北村が冒頭のテレビ局の人の怪我に対して看護師らしい適切な対応をするシーンが最後に結びついてくるのだが、こういうさりげない気づきや優しさも虫のような心持ちからくるのかもしれない。さりげない普通の脚本に見えるが、結構、奥が深い優しさを感じる回だった。

そして、北村は、井浦の話を聞いて、自分は至って普通だし、そんなに強くもないと感じて悩んだりもする。そう、ほとんどの人は、北村が自分で言うように「何もない系の人間」なのだ。だから、打ち明け話っていうのは本当は辛かったりする人間の方が多い。
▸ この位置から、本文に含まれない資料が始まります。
PR #10310, opened 2024-11-08
fix(eslint-plugin): [no-misused-promises] `inheritedMethods` and `properties` to check all statically analyzable declarations

### LINKED ISSUE #10211: Bug: [no-misused-promises] `inheritedMethods` check should flag all statically analyzable declarations, not just identifiers and numbers.

### Playground Link

https://typescript-eslint.io/play/#ts=5.6.2&fileType=.ts&code=MYewdgzgLgBNCGUCWwDKBPAtgIxAGxgF4YMd8A6AMxACcAKAcgWWDi1zwYEoBuAKD5IwUAKY1K8YCJgBJYWIlSYAbz4wYSACYjhSSkjEAuGHS5EAfDABuILf3UBGY6YvXbm%2BzABMzs4Us2dmpwUDRCAOYAMkiiNPB4vq6BHsGgmAAOAK6imqihEdGx8Yn%2BbkHqAPQVMADuIngEANZgIDVgbGR4wQDapBzkMWKItAC6JQHu-MFVMHgiEBBwmTTSejBQABZIi%2BCri%2BkgC0jYc%2Bsgs0Kw1DQ9zCh9%2BGMmfhNBAL4CfMB48AswAMI-ABeQI0GTmmB0UEWcliimkqnUv3QYFYWihegM9DMyhgHyREBRrAcLlx%2BJgyNRMG6XhGpLxwUprCY%2BTAUUGcU49PJTJgDDSWRyeTCbMKQy5OIZBKJ1IeeAGRSgo25nl53TuaHYjxVfDeQA&eslintrc=N4KABGBEBOCuA2BTAzpAXGUEKQAIBcBPABxQGNoBLY-AWhXkoDt8B6Jge1oFtLlZkiACa1i0Dr0GoMkAO4BDaE0jgwAXxBqgA&tsconfig=N4KABGBEDGD2C2AHAlgGwKYCcDyiAuysAdgM6QBcYoEEkJemy0eFYDAruuGAL4g9A&tokens=false

### Repro Code

```TypeScript
const staticSymbol = Symbol.for('static symbol');

interface Interface {
  identifier: () => void;
  1: () => void;
  2: () => void;
  stringLiteral: () => void;
  computedStringLiteral: () => void;
  // well known symbol
  [Symbol.iterator]: () => void;

  // less sure if this one is possible to lint for
  [staticSymbol]: () => void;
}


class Clazz implements Interface {
  async identifier() { }
  async 1() { }
  async [2]() { }
  async 'stringLiteral'() { }
  async 'computedStringLiteral'() { }
  async [Symbol.iterator]() { };
  async [staticSymbol]() { };
}
```

### ESLint Config

```javascript
module.exports = {
  "rules": {
    "@typescript-eslint/no-misused-promises": "warn"
  }
}
```

### tsconfig

```jsonc
{
  "compilerOptions": {
    "strict": true
  }
}
```

### Expected Result

All method declarations should flag

### Actual Result

Only `async identifier() {}` and `async 3() {}` flagged.

### Additional Info

_No response_

ronami:
## PR Checklist

- [x] Addresses an existing open issue: fixes #10211

## Overview

This PR resolves #10211 and uses the existing `getStaticMemberAccessValue()` utility instead of `tsutils.getPropertyOfType()` to handle most statically analyzable declarations/properties.

### DIFF
--- a/packages/eslint-plugin/src/rules/no-misused-promises.ts
+++ b/packages/eslint-plugin/src/rules/no-misused-promises.ts
@@ -7,6 +7,7 @@ import * as ts from 'typescript';
 import {
   createRule,
   getParserServices,
+  getStaticMemberAccessValue,
   isArrayMethodCallWithPredicate,
   isFunction,
   isRestParameterDeclaration,
@@ -568,11 +569,26 @@ export default createRule<Options, MessageId>({
           continue;
         }
 
+        if (
+          node.type !== AST_NODE_TYPES.MethodDefinition &&
+          node.type !== AST_NODE_TYPES.TSAbstractMethodDefinition &&
+          node.type !== AST_NODE_TYPES.TSMethodSignature &&
+          node.type !== AST_NODE_TYPES.TSPropertySignature
+        ) {
+          continue;
+        }
+
+        const staticAccessValue = getStaticMemberAccessValue(node, context);
+
+        if (!staticAccessValue) {
+          continue;
+        }
+
         for (const heritageType of heritageTypes) {
           checkHeritageTypeForMemberReturningVoid(
             nodeMember,
             heritageType,
-            memberName,
+            staticAccessValue,
           );
         }
       }
@@ -588,9 +604,13 @@ export default createRule<Options, MessageId>({
     function checkHeritageTypeForMemberReturningVoid(
       nodeMember: ts.Node,
       heritageType: ts.Type,
-      memberName: string,
+      staticAccessValue: string | symbol,
     ): void {
-      const heritageMember = getMemberIfExists(heritageType, memberName);
+      const heritageMember = getMemberIfExists(
+        heritageType,
+        staticAccessValue,
+        checker,
+      );
       if (heritageMember === undefined) {
         return;
       }
@@ -944,18 +964,44 @@ function getHeritageTypes(
     .map(typeExpression => checker.getTypeAtLocation(typeExpression));
 }
 
+function getWellKnownStringOfSymbol(symbol: symbol): string | null {
+  switch (symbol) {
+    case Symbol.iterator:
+      return 'iterator';
+    case Symbol.asyncIterator:
+      return 'asyncIterator';
+  }
+
+  return null;
+}
+
 /**
- * @returns The member with the given name in `type`, if it exists.
+ * @returns The member with the given name or known-symbol in `type`, if it exists.
  */
 function getMemberIfExists(
   type: ts.Type,
-  memberName: string,
+  staticAccessValue: string | symbol,
+  checker: ts.TypeChecker,
 ): ts.Symbol | undefined {
-  const escapedMemberName = ts.escapeLeadingUnderscores(memberName);
-  const symbolMemberMatch = type.getSymbol()?.members?.get(escapedMemberName);
-  return (
-    symbolMemberMatch ?? tsutils.getPropertyOfType(type, escapedMemberName)
-  );
+  if (typeof staticAccessValue === 'string') {
+    const escapedMemberName = ts.escapeLeadingUnderscores(staticAccessValue);
+    const symbolMemberMatch = type.getSymbol()?.members?.get(escapedMemberName);
+    return (
+      symbolMemberMatch ?? tsutils.getPropertyOfType(type, escapedMemberName)
+    );
+  }
+
+  const wellKnownSymbolName = getWellKnownStringOfSymbol(staticAccessValue);
+
+  if (wellKnownSymbolName) {
+    return tsutils.getWellKnownSymbolPropertyOfType(
+      type,
+      wellKnownSymbolName,
+      checker,
+    );
+  }
+
+  return undefined;
 }
 
 function isStaticMember(node: TSESTree.Node): boolean {
--- a/packages/eslint-plugin/src/rules/no-misused-promises.ts
+++ b/packages/eslint-plugin/src/rules/no-misused-promises.ts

そういう意味で、ドラマや映画などみない人もいるのだろう。

このドラマはどちらかといえば、特にヒーローは出てこないのだが、そこの中でもこういうことが起きるということが人間社会なのだろう。人が集まれば優劣を考えたりする。どんな場所でも、結局は人は人にそんなに優しくないのかもしれない。

という答えが、最後に北村が村の放送で歌う「俺以外は死んじまえ」というパンクロックみたいなものなのだ。最近、ネットで「メタル」が身体にいいという記事があったが、こういう普通の人が、異次元に身を置いて、言いたいことを言えるなら、それは健康的なのかもしれない。村のいいところは、大音量で音楽を聴いたり歌ったりする場所もあるところかもしれないなと思いながら、ドラマは終わって行った。

まあ、それなりに面倒臭さもあるが、こういう村に住んでのんびりしたいと思う、春近い今日であります。